In a country where cooking has become an act of daily resistance, the Cuban government is promoting the use of charcoal briquettes as an emergency solution for food preparation.
The initiative, gaining strength in the mountainous municipality of Fomento in Sancti Spíritus, emerges as a local response to the profound energy crisis affecting the country.
The briquettes, made from charcoal waste, water, and starch from cassava grown for self-consumption, are presented as an “ecological and renewable” alternative, according to the official statement conveyed by the Television News.
However, behind the narrative of sustainability lies a harsher reality: the urgent need to replace what was once cooked with liquefied gas or electricity with coal.
One of the visible faces of this forced transformation is Emilio Sosa Pérez, a popular mailman from Fomento who stopped delivering letters to lead the small artisan workshop where 20,000 briquettes are produced monthly today.
“I used to ride my bike delivering letters, now I am here, with my hands full of coal,” recounts Emilio, who does not hide his pride in the collective effort, but also acknowledges the hardships: production interrupted by blackouts, lack of an oven to dry the blocks, and shifts that start when the power returns, even if it’s at dawn.
“We don’t have a schedule. When the power comes on, we all rush here”, he says, in a phrase that encapsulates the level of sacrifice and precariousness with which this type of state-run venture operates.
Briquettes are arriving at homes, schools, health centers, and tobacco factories. The government emphasizes their low smoke level and durability, but the reality in Cuban kitchens also speaks of setbacks: from gas to charcoal, in the 21st century.

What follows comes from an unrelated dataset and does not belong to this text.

PR #2230, opened 2025-09-16
Fix code that assumes timer notification => timer fired

cbiffle:
There are two main reasons why a timer notification bit might be set without the timer firing:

For many Cubans, this "solution" brings to mind difficult times when improvising with firewood and a stove was the only option. The current reliance on briquettes not only reveals an energy crisis with no clear solutions in sight but also reflects the forced adaptation of a population that continues to navigate shortages with ingenuity and hard work.

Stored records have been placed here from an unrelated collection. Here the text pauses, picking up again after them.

PR #2232, opened 2025-09-17
Add `NotificationBits` type; use it in `sys_recv_notification`

mkeeter:
This is a building block to make it harder to mis-handle spurious notifications.  Eventually, I'd like to make `NotificationHandler::handle_notification` in Idol also use this type!

Staged on top of #2230


drv/psc-seq-server/src/main.rs
```diff
@@ -470,9 +470,7 @@ fn main() -> ! {
         // Wait for a pin change or timer.
         let n = sys_recv_notification(sleep_notifications);
         // If the timer bit is set _and the timer has actually fired_...
-        if n & notifications::TIMER_MASK != 0
-            && sys_get_timer().deadline.is_none()
-        {
+        if n.is_timer_set(notifications::TIMER_MASK) {
```
cbiffle: I think, from this use example, that this name is wrong. "Timer set" kind of implies that you set the timer, using `sys_set_timer`.

What about `has_timer_fired`

drv/stm32xx-i2c/src/lib.rs
```diff
@@ -1199,30 +1199,27 @@ fn wfi_raw(event_mask: u32, timeout: I2cTimeout) -> I2cControlResult {
     loop {
         let received = sys_recv_notification(event_mask | TIMER_NOTIFICATION);
 
-        // If the event arrived _and_ our timer went off, prioritize the event and
-        // ignore the timeout.
-        if received & event_mask != 0 {
+        // If the event arrived _and_ our timer went off, prioritize the event
+        // and ignore the timeout.
+        if received.is_set(event_mask, || true) {
```
cbiffle: It'd be nice to backport the utility function for this from your subsequent PR, or switch this to checking the raw bits. I'm comfortable either way.

sys/userlib/src/lib.rs
```diff
@@ -330,16 +330,41 @@ pub fn sys_recv(
     }
 }
 
+#[derive(Copy, Clone, PartialEq, Eq)]
+pub struct NotificationBits(u32);
```
cbiffle, line 339: I'm trying to keep public things in userlib with doc comments, can we add one here?

cbiffle, line 339: This should be `repr(transparent)` and, tbh, it's not clear that it should implement `Eq` and `PartialEq` (since it's a set -- how often are we checking that a full set of bits matches?).

Anything that _does_ want to check the full set (e.g. the kernel test suite, I'm betting) can use the raw bits.

sys/userlib/src/lib.rs
```diff
@@ -330,16 +330,41 @@ pub fn sys_recv(
...
+impl NotificationBits {
+    /// Wraps a `u32`
+    #[inline]
+    pub fn new(bits: u32) -> Self {
+        Self(bits)
+    }
+
+    /// Checks whether the given mask is active, along with `cond` being true
+    #[inline]
+    pub fn is_set<F: Fn() -> bool>(&self, mask: u32, cond: F) -> bool {
```
cbiffle: Per conversation in chat, how about something like `check_condition` for this

sys/userlib/src/lib.rs
```diff
@@ -330,16 +330,41 @@ pub fn sys_recv(
...
+pub struct NotificationBits(u32);
+
+impl NotificationBits {
+    /// Wraps a `u32`
+    #[inline]
+    pub fn new(bits: u32) -> Self {
+        Self(bits)
+    }
+
+    /// Checks whether the given mask is active, along with `cond` being true
```
cbiffle: I'd like this to give more usage advice, what about something like

Checks if a condition signaled by notification bits holds. The `cond` function should verify the underlying condition, but as an optimization, it will only be called if any bits set in `mask` are also set in `self`. This double-check is important, because notification bits can potentially be set even if the underlying condition is not true, such as with extra pended interrupts or inter-task use of `sys_post`.

If you find yourself passing `|| true` here, see the (name of other function)

sys/userlib/src/lib.rs
```diff
@@ -330,16 +330,41 @@ pub fn sys_recv(
...
+    #[inline]
+    pub fn is_set<F: Fn() -> bool>(&self, mask: u32, cond: F) -> bool {
+        (self.0 & mask) != 0 && cond()
+    }
+
+    /// Checks whether a timer notification has expired
```
cbiffle: More precisely: `Checks if a timer appears to have gone off, because the timer_mask bit is set and the kernel timer is no longer set.`

drv/stm32xx-i2c/src/lib.rs
mkeeter: I backported `check_notification_mask` from the subsequent PR

drv/psc-seq-server/src/main.rs
mkeeter: I like it, done!

sys/userlib/src/lib.rs
mkeeter: I added `PartialEq, Eq` because `nucleo-user-button` logs the result of `sys_recv_notification` into a ringbuf (which requires `PartialEq` to compare new values).  With the addition of `get_raw_bits`, I'll just log the `u32` instead and remove the derives.

sys/userlib/src/lib.rs
mkeeter: I like it, done.

sys/userlib/src/lib.rs
mkeeter: Sure, done!

sys/userlib/src/lib.rs
mkeeter: Done!

sys/userlib/src/lib.rs
mkeeter: Sure, done!

cbiffle (approved):
Nice cleanup!

PR #2234, opened 2025-09-17
bump `toml` and `toml_edit`

mkeeter:
The pinned version of `toml_edit` silently discards heterogeneous (mixed inline / block) tables.

This is unfortunate.


cbiffle (approved):

cbiffle:
toml-rs's `preserve_order` continues to be the only non-additive Cargo feature that has ever actually caused a bug in any software I support. Sigh.

PR #2238, opened 2025-09-19
stm32xx-sys: fix glitch on initial pin configuration

### LINKED ISSUE #1824: I2C is generating 600-750ns glitches, and it should feel bad about this.
This is another episode in the hunt for the Gimlet Disk Wumpus. See also #1821 #1822 #1823.

**tl;dr:** we're glitching the data lines on I2C again, and since this violates setup/hold, devices can respond to this in arbitrarily annoying ways.

Example trace:

2024-07-12-144459_3472x1547_scrot

This is just after we stop the bus reset process (which we started for no obvious reason, see #1823) and resume normal service. We are generating ~680ns negative glitches on both lines, which means that when we reconfigure the pins, we're taking them through low-state push-pull at least briefly on their way back to peripheral-controlled open-drain.

This event is not unique; I see a couple of glitches per minute on average in otherwise working Gimlet traces. (I _think_ they are all related to bus resets.)

These glitches are lengthy enough to bypass the I2C standard glitch filter (50ns), but short enough that they violate the I2C spec's setup and hold requirements. (They're also illegal in the protocol state machine, but, so are a lot of things.) This could potentially trigger metastability or misbehavior of devices on the I2C bus.

We had behavior like this up until February 2023 which was resulting in bus lockups, discussed in #1126, so I would assume that this could cause bus lockups.

cbiffle:
I wound up here while hunting #1824, which I had assumed to be I2C-specific. It isn't! It just isn't visible on most other interfaces for subtle reasons.

The GPIO setup code was writing registers in the following order:

1. MODER (selecting from: input, output, alternate, analog)
2. OTYPER (selecting push-pull vs open-drain)
3. OSPEEDR (selecting slew rate)
4. PUPDR (enabling optional pull resistors)
5. AFRx (choosing an alternate function

At reset, the vast majority of GPIOs are in analog mode. This write order meant that, when switching any pin to Alternate mode after reset, we would briefly expose AF0 before switching to the correct Alternate Function mux value. AF0 is not actually implemented on most pins, and in practice seems to be equivalent to a constant 0 output.

This meant that in cases where a pin has an external pullup resistor, the pin would show a very brief negative pulse before releasing. This was most obvious on I2C, where external pullup resistors are standard, and where a random negative glitch on a pin is Bad, Actually (per the standard).

This commit reorders the register writes and more clearly enumerates the conditions it's trying to uphold. When switching between two arbitrary peripherals, you need to go through something like Analog mode to avoid a visible glitch -- but afaict we never do this. When switching between a peripheral and Analog mode for tristating I2C pins, the new order ensures glitch-free operation, which I've verified on my logic analyzer.

Fixes #1824.

### DIFF
--- a/drv/stm32xx-gpio-common/src/server.rs
+++ b/drv/stm32xx-gpio-common/src/server.rs
@@ -120,12 +120,29 @@ impl<T: GpioPeriph> AnyGpioPeriph for T {
         let mask_4l = lsbs_4l.wrapping_mul(0b1111);
         let mask_4h = lsbs_4h.wrapping_mul(0b1111);
 
-        // MODER contains 16x 2-bit fields.
-        let moder_val = u32::from(atts & 0b11);
-        self.moder().modify(|r, w| unsafe {
-            // See comment re: wrapping_mul above.
-            w.bits((r.bits() & !mask_2) | moder_val.wrapping_mul(lsbs_2))
-        });
+        // Register updates -- we do this carefully in a specific order to try
+        // to minimize glitching. Specifically, we're trying to maintain two
+        // properties:
+        //
+        // 1. The initial configuration of a pin (out of the Analog mode chosen
+        //    at reset) should appear atomic without visible glitches, with the
+        //    exception of enabling a pull up/down resistor, which if requested
+        //    cannot be done atomically.
+        //
+        // 2. _Reconfiguration_ of a pin between (input, output, alternate,
+        //    analog) modes should be atomic as long as the drive type and pull
+        //    mode are not changed.
+        //
+        // We can do this by writing registers in sequence:
+        // - OTYPER (open-drain), OSPEEDR (slew rate) in any order
+        // - PUPDR (activation of pull up/down resistor) at some point
+        // - AFRx (alternate peripheral function select)
+        // - MODER last
+        //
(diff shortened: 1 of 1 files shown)


dancrossnyc (approved):

drv/stm32xx-gpio-common/src/server.rs
```diff
@@ -120,12 +120,28 @@ impl<T: GpioPeriph> AnyGpioPeriph for T {
...
+        //    analog) modes should be atomic as long as the drive type and pull
+        //    mode are not changed.
+        //
+        // We can do this by writing registers in sequence:
+        // - OTYPER, OSPEEDR in any order
+        // - PUPDR at some point
+        // - AFRx
+        // - MODER last
+        //
+        // (Because the effect of PUPDR is inherently non-atomic and separately
```
hawkw, line 142: nit, take it or leave it: perhaps worth briefly saying _what_ "the effect of PUPDR" is here, so the reader doesn't have to go look it up?

cbiffle: Fixed!

hawkw: _oh_, `PUP` means "pullup", that makes sense --- i was wondering what the "puppy register" did...

PR #2239, opened 2025-09-19
jefe: fix comparison inversion in timeout handling

cbiffle:
We recently taught Jefe to impose a restart delay before standing back up a crashing task. However, the implementation contained a logic error that could manifest in certain corner cases: it would actually restart the task _the first time it considered it,_ but only if the deadline hadn't actually elapsed yet.

Once the deadline elapsed, Jefe would enter an infinite loop of setting its own timer into the past and responding to the notification, never yielding the CPU.

It turns out this is relatively easy to trigger by putting a task into a fast crashloop -- I hit this when forcing the I2C driver to crash while chasing an unrelated bug.

This commit flips the timestamp comparison logic to implement the restart timeout for reals, causing Jefe to tolerate fast crashloops without taking the system down.

### DIFF
--- a/task/jefe/src/main.rs
+++ b/task/jefe/src/main.rs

Precisely, this Tuesday, June 24, the Electric Union (UNE) reported a generation deficit of up to 1,790 MW, with power outages exceeding 18 hours in many areas of the country.

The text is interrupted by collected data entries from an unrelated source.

PR #2245, opened 2025-09-23
stm32xx-gpio-common: fix another glitch

### LINKED ISSUE #1824: I2C is generating 600-750ns glitches, and it should feel bad about this.

cbiffle:
My original fix only made a difference when switching _into_ Alternate mode. In the relatively common case of switching _out of_ Alternate into e.g. Analog or Input (to tristate the pin), code usually uses a utility wrapper that passes AF0 to gpio_configure_raw... and even with the fix in place, we'd update AFRx to AF0 before changing MODER.

Which is the right thing to do if you're going _to_ Alternate, but not vice versa.

So, we got brief glitches to AF0 (which in practice on most pins means pulled to ground) when attempting to tristate pins.

It's possible that we need to revisit this API, which is arguably overly clever. But for now, this commit changes the logic so we don't update AFRx unless relevant.

Fixes #1824 (again).

### DIFF
--- a/drv/stm32xx-gpio-common/src/server.rs
+++ b/drv/stm32xx-gpio-common/src/server.rs
@@ -162,19 +162,33 @@ impl<T: GpioPeriph> AnyGpioPeriph for T {
             // See comment re: wrapping_mul above.
             w.bits((r.bits() & !mask_2) | pupdr_val.wrapping_mul(lsbs_2))
         });
-        // AFRx contains 8x 4-bit fields.
-        let af_val = u32::from((atts >> 7) & 0b1111);
-        self.afrl().modify(|r, w| unsafe {
-            // See comment re: wrapping_mul above.
-            w.bits((r.bits() & !mask_4l) | af_val.wrapping_mul(lsbs_4l))
-        });
-        self.afrh().modify(|r, w| unsafe {
-            // See comment re: wrapping_mul above.
-            w.bits((r.bits() & !mask_4h) | af_val.wrapping_mul(lsbs_4h))
-        });
+
+        let moder_val = u32::from(atts & 0b11);
+
+        // Only update the alternate fields mux if the mode will be Alternate
+        // when we're done with it. This avoids a glitch in resetting the mux if
+        // switching from Alternate _to_ something else. For the other two
+        // cases:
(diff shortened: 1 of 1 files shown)


drv/stm32xx-gpio-common/src/server.rs
```diff
@@ -162,19 +162,33 @@ impl<T: GpioPeriph> AnyGpioPeriph for T {
...
+        // Only update the alternate fields mux if the mode will be Alternate
+        // when we're done with it. This avoids a glitch in resetting the mux if
+        // switching from Alternate _to_ something else. For the other two
+        // cases:
+        // - Switching between Alternate settings is as glitch-free as is
+        //   feasible in the hardware (though you might want to consider going
+        //   through Analog anyway).
+        //
+        // - Switching _to_ Alternate from a different mode updates the mux
+        //   before MODER, so the update timing is immaterial.
```
hawkw, line 177: thanks for including this!

cbiffle: Every time I have to re-fix this bug, the comments will get longer. For better or worse.

PR #2479, opened 2026-04-16
[xtask] Add support for `xtask doc` commands

### LINKED ISSUE #2422: an xtask for building RustDoc for Hubris crates would be nice

jamesmunns:
This PR factors out a `passthrough` helper, and uses it for `doc` and `clippy` invocations.

Closes #2422 

This somewhat punts on the flexibility items that @hawkw raised in #2422, as supporting both "before the `--`" and "after the `--`" args, in addition to the variable-length task list, was trickier than I wanted to get involved with in `clap`. That being said: it's not a feature anyone has needed yet, so I feel comfortable leaving that part as a todo.

### DIFF
--- a/build/xtask/src/main.rs
+++ b/build/xtask/src/main.rs
@@ -11,7 +11,6 @@ use crate::config::Config;
 
 mod auxflash;
 mod caboose_pos;
-mod clippy;
 mod config;
 mod dist;
 mod elf;
@@ -20,6 +19,7 @@ mod gha_prepare_artifacts;
 mod graph;
 mod humility;
 mod lsp;
+mod passthrough;
 mod print;
 mod sizes;
 mod task_slot;
@@ -154,6 +154,24 @@ enum Xtask {
         /// Configures the caboose for the generated archive.
         #[clap(flatten)]
         caboose_args: CabooseArgs,
+    },
+
+    /// Runs `cargo doc` on a specified task
+    Doc {
+        /// Request verbosity from tools we shell out to.
+        #[clap(short)]
+        verbose: bool,
+
+        /// Path to the image configuration file, in TOML.
+        cfg: PathBuf,
+
+        /// Name of task(s) to check.
+        tasks: Vec<String>,
+
+        /// Arguments passed directly to the `cargo doc` invocation,
+        /// e.g. `--open`
+        #[clap(last = true)]
+        doc_args: Vec<String>,
     },
 
     /// Runs `cargo clippy` on a specified task
@@ -489,7 +507,26 @@ fn run(xtask: Xtask) -> Result<()> {
             tasks,
             extra_options,
         } => {
-            clippy::run(verbose, cfg, &tasks, &extra_options)?;
+            // Clippy commands are passed AFTER the `--`, currently pre-options
+            // are not supported.
+            passthrough::run(
+                "clippy",
+                verbose,
+                cfg,
+                &tasks,
+                &[],
+                &extra_options,
+            )?;
+        }
+        Xtask::Doc {
+            verbose,
+            cfg,
+            tasks,
+            doc_args,
+        } => {
+            // Doc commands are passed BEFORE the `--`, currently post-options
+            // are not supported.
+            passthrough::run("doc", verbose, cfg, &tasks, &doc_args, &[])?;
         }
         Xtask::TaskSlots { task_bin } => {
             task_slot::dump_task_slot_table(&task_bin)?;
--- a/build/xtask/src/passthrough.rs
+++ b/build/xtask/src/passthrough.rs
@@ -8,11 +8,27 @@ use anyhow::{Result, bail};
 
 use crate::config::Config;
 
+/// A passthrough function for plumbing basic `cargo ...` commands in the
+/// context of a hubris build.
+///
+/// ## Arguments
+///
+/// * `cargo_cmd`: The cargo subcommand, e.g. `doc` or `clippy`
+/// * `verbose`: Toggles verbosity
+/// * `cfg`: Path to the `app.toml`
+/// * `tasks`: List of task names to run this command on, will run cargo
+///   subcommand on EACH specified task
+/// * `direct_opts`: Arguments to be passed BEFORE the `--` of the command
+///   invocation, e.g. `cargo subcommand $DIRECT_OPTS`
+/// * `post_opts`: Arguments to be passed AFTER the `--` of the command
+///   invocation, e.g. `cargo subcommand -- $POST_OPTS`
 pub fn run(
+    cargo_cmd: &str,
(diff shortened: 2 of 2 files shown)


jamesmunns:
Ah, I did just notice one limitation of my approach:

Like `xtask clippy`, it is bound to *task* invocations, not `package` limitations. This may not actually fulfull the original request by @hawkw.

For example, this *does* work:

```sh
cargo xtask doc app/cosmo/rev-b.toml packrat -- --open
```

But this *does not* work:

```sh
cargo xtask doc app/cosmo/rev-b.toml ereports -- --open
```

edit: This *does* work, but requires some knowledge of which crate is used in which app+task:

```sh
cargo xtask doc app/grapefruit/rev-b.toml ereportulator -- -p ereports --open
```

mkeeter:
(I haven't read the implementation yet, but here's some thoughts on CLI stuff)

On one hand, it only makes sense to document packages in the context of a specific `(manifest, task)` tuple – tasks may enable / disable features in downstream crates which change docs.

On the other hand, it would be nice if this Just Worked™ in a sensible way.  We do something similar in `cargo xtask lsp` by hard-coding a (increasingly out-of-date) set of manifests to check, then finding the first task in one of those manifests which uses the crate containing a source file.

I can think of a few ways to organize this at the CLI level:

- `cargo xtask doc app/cosmo/rev-b.toml [--task task] [target]`, where `target` is treated as either a crate or a task depending on whether `--task` is present (and if `--task` is present but `target` is absent, we target the task)
- `cargo xtask doc app/cosmo/rev-b.toml [--task task] [--crate crate]`, where we either document the task or the crate.  This could also use the "find the first task which enables that package" strategy if `--task` is missing

I lean slightly towards the former, because it matches our existing CLI (e.g. `cargo xtask build` and the current `cargo xtask clippy`), but could be persuaded otherwise.

mkeeter (approved):

jamesmunns:
We decided to merge this as-is, and to look into another docs solution in the near future.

The lack of electricity and liquefied gas turns briquettes into the last hope for cooking without having to spend over 1,500 pesos on a bag of charcoal.
Even viral videos show how starting charcoal has become a dangerous routine: mixtures of oil, gasoline, banana leaves, or paper are used to ignite makeshift stoves in backyards or balconies. “This is not a tutorial, it’s a sad reality,” a young woman said on TikTok while demonstrating her cooking method.
"Every day we are worse off", "They are slowly killing us", "How much longer do we have to endure?" are phrases that are echoed in citizen comments on social media, in the face of energy shortages and a lack of real solutions. In this context, the briquette is merely a temporary fix in a collapsing system, another episode of forced adaptation for a people that has already given everything.